Only the lines of the data below from the one with "PR #4472, opened 2024-02-26" through the one with "alternatives you've considered**" are wanted. Repeat them exactly.

[Saved entries]
╔══
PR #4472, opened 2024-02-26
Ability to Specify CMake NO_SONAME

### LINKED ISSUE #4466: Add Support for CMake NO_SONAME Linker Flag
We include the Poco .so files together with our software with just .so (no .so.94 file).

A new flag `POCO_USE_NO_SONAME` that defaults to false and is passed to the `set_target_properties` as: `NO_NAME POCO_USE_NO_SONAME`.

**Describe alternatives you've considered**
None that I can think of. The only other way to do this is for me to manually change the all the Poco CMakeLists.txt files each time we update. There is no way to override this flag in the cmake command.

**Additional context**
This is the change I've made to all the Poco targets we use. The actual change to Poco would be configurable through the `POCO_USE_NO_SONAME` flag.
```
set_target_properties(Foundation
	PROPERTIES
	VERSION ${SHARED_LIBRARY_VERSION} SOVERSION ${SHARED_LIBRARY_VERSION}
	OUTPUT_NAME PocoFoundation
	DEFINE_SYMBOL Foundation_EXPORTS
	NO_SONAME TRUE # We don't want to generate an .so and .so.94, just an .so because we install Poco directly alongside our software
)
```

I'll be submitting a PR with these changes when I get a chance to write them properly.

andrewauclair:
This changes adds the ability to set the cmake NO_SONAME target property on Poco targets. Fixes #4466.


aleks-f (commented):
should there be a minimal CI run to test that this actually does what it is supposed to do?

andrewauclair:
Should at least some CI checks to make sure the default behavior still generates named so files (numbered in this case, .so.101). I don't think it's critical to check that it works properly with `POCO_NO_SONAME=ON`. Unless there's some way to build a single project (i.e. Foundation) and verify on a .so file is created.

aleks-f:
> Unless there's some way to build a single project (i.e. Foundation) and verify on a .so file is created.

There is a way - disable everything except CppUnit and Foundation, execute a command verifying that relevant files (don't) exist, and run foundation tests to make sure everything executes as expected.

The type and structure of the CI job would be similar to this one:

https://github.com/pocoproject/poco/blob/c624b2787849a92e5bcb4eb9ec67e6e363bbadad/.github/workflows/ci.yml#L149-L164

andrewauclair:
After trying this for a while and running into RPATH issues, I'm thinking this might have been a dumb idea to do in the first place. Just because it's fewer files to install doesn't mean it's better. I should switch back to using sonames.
╚══
╔══
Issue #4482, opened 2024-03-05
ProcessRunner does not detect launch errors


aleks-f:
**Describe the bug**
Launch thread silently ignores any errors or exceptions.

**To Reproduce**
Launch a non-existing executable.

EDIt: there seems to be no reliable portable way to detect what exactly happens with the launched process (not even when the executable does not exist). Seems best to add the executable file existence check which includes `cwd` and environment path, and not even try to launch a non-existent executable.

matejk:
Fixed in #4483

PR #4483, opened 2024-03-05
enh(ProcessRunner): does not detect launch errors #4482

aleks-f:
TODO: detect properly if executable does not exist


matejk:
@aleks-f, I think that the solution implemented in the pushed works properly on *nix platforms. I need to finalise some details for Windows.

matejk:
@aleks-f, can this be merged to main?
╚══
:: Output of the exercise ::
PR #4472, opened 2024-02-26
Ability to Specify CMake NO_SONAME

### LINKED ISSUE #4466: Add Support for CMake NO_SONAME Linker Flag
We include the Poco .so files together with our software with just .so (no .so.94 file).

A new flag `POCO_USE_NO_SONAME` that defaults to false and is passed to the `set_target_properties` as: `NO_NAME POCO_USE_NO_SONAME`.

**Describe alternatives you've considered**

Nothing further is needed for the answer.